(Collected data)
PR #141, opened 2015-07-07
fix(utils): event listener patches break when passed an object implementing EventListener

matthewjh:
Per https://developer.mozilla.org/en-US/docs/Web/API/EventTarget/addEventListener:

```
listener
The object that receives a notification when an event of the specified type occurs. 
This must be an object implementing the EventListener interface, or simply a JavaScript function.
```

where EventListener is:

```
void handleEvent(
  in Event event
);
```

At present, zonejs breaks if a patched `addEventListener` is passed an object with a `handleEvent` method, because `zone.bind` is called on the handler, which it of course expects to be a function.

### DIFF
--- a/lib/utils.js
+++ b/lib/utils.js
@@ -86,21 +86,37 @@ function patchProperties(obj, properties) {
 
 function patchEventTargetMethods(obj) {
   var addDelegate = obj.addEventListener;
-  obj.addEventListener = function (eventName, fn) {
-    fn._bound = fn._bound || {};
-    arguments[1] = fn._bound[eventName] = zone.bind(fn);
+  obj.addEventListener = function (eventName, handler) {
+    var fn;
+    
+    if (handler.handleEvent) {
+      // Have to pass in 'handler' reference as an argument here, otherwise it gets clobbered in
+      // IE9 by the arguments[1] assignment at end of this function.
+      fn = (function(handler) {
+        return function() {
+          handler.handleEvent.apply(handler, arguments);
+        };
+      })(handler);
+    } else {
+      fn = handler;
+    }
+
+    handler._fn = fn;
+    handler._bound = handler._bound || {};
+    arguments[1] = handler._bound[eventName] = zone.bind(fn);
     return addDelegate.apply(this, arguments);
   };
 
   var removeDelegate = obj.removeEventListener;
-  obj.removeEventListener = function (eventName, fn) {
-    if(arguments[1]._bound && arguments[1]._bound[eventName]) {
-      var _bound = arguments[1]._bound;
+  obj.removeEventListener = function (eventName, handler) {
+    if(handler._bound && handler._bound[eventName]) {
+      var _bound = handler._bound;
+      
       arguments[1] = _bound[eventName];
       delete _bound[eventName];
     }
     var result = removeDelegate.apply(this, arguments);
-    global.zone.dequeueTask(fn);
+    global.zone.dequeueTask(handler._fn);
     return result;
   };
 };
--- a/test/patch/element.spec.js
+++ b/test/patch/element.spec.js
@@ -14,17 +14,43 @@ describe('element', function () {
     document.body.removeChild(button);
   });
 
-  it('should work with addEventListener', function () {
+  it('should work with addEventListener when called with a function listener', function () {
+    var clickEvent = document.createEvent('Event');
+    clickEvent.initEvent('click', true, true);
+
     testZone.run(function() {
-      button.addEventListener('click', function () {
+      button.addEventListener('click', function (event) {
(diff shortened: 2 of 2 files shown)


matthewjh:
@vicb, @btford: can someone take a look at this please?

vicb:
@matthewjh could you please add tests for adding / removing listeners ?

matthewjh:
@vicb I had trouble finding where to put the tests for this but I think I've got it now (`zone.js/test/patch/element.spec.js`). Will push some tests today. :)

matthewjh:
@vicb Done tests. Can you take another look please?

Cheers, Matt.

lib/utils.js
```diff
@@ -86,21 +86,34 @@ function patchProperties(obj, properties) {
...
   var addDelegate = obj.addEventListener;
-  obj.addEventListener = function (eventName, fn) {
-    fn._bound = fn._bound || {};
-    arguments[1] = fn._bound[eventName] = zone.bind(fn);
+  obj.addEventListener = function (eventName, handler) {
+    var fn;
+    
+    if (handler.handleEvent) {
+      // Have to pass in 'handler' reference as an argument here, otherwise it gets clobbered in
+      // IE9 by the arguments[1] assignment on line 106.
```
vicb: please replace 106 by a reference (ie a comment). l 106 is already outdated.

lib/utils.js
```diff
@@ -86,21 +86,34 @@ function patchProperties(obj, properties) {
...
+      fn = (function(handler) {
+        handler.handleEvent.apply(handler, arguments);
+      }).bind(this, handler);
```
vicb: do we really need `.bind()` here ?

test/patch/element.spec.js
```diff
@@ -24,7 +24,25 @@ describe('element', function () {
     button.click();
   });
 
-  it('should respect removeEventListener', function () {
+  it('should work with addEventListener when called with an EventListener-implementing listener', function () {
+    var eventListener = {
+      x: 5,
+      handleEvent: function() {
```
vicb: test the arg (ie click event) ?

vicb:
lgtm with a few comments

lib/utils.js
matthewjh: Yes, unfortunately. It seems that closing over an argument and then subsequently reassigning `arguments[i]` in that scope breaks in IE9. That's why I had to use `bind`.

vicb: Have you tried something like:

```
fn = (function (handler) { 
  return function() {
    handler.handleEvent.apply(handler, arguments);
  } 
})(handler);
```

well, not sure if it's nice (provided it works)

matthewjh: I'll give that a go. One thing I just caught by adding a test for the `event` argument is that my original implementation means that the wrong arguments will be passed to `handlerEvent` (first arg will be `handler` reference). I'll push that now and see if IE9 tests pass.

matthewjh:
:+1: Thanks for your comments, Victor. I've addressed them all.

@vicb

lib/utils.js
```diff
@@ -86,21 +86,36 @@ function patchProperties(obj, properties) {
...
+    handler._fn = fn;
+    handler._bound = handler._bound || {};
+    arguments[1] = handler._bound[eventName] = zone.bind(fn);
     return addDelegate.apply(this, arguments);
   };
 
   var removeDelegate = obj.removeEventListener;
-  obj.removeEventListener = function (eventName, fn) {
+  obj.removeEventListener = function (eventName, handler) {
     if(arguments[1]._bound && arguments[1]._bound[eventName]) {
```
vicb: what about changing the read of `arguments[1]` to `handler`, IMO it would make the code clearer.

matthewjh: Agreed. line 114 will have to stay the same, though, unless we want to 'manually' pass each argument to the delegate.

matthewjh: Or we can do exactly that (pass the arguments to the delegate manually) in both the `removeEventListener` and `addEventListener` patches and remove references to `arguments`, which would also, I believe, eliminate the weird IE9 issue I mentioned.

What do you think? Only benefit of mutating/accessing `arguments` directly is that we don't have to consider how many arguments the delegate should receive. If an optional third argument to add/removeEventListener was added in some exotic browser, the patch would still work.

vicb: only modifying the 3 first (read) accesses should be fine. I'll merge once Travis is green.

Thank you very much for your work on this PR.

matthewjh:
Done. No problem.

@vicb

vicb:
landed as af88ff8a01c1d5b445eeb212569dde5a88c8e509
Thanks !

_Exercise directions_
In the entries above, find each line containing the string "please" and copy it.

_Answer_
@vicb, @btford: can someone take a look at this please?
@matthewjh could you please add tests for adding / removing listeners ?
@vicb Done tests. Can you take another look please?
vicb: please replace 106 by a reference (ie a comment). l 106 is already outdated.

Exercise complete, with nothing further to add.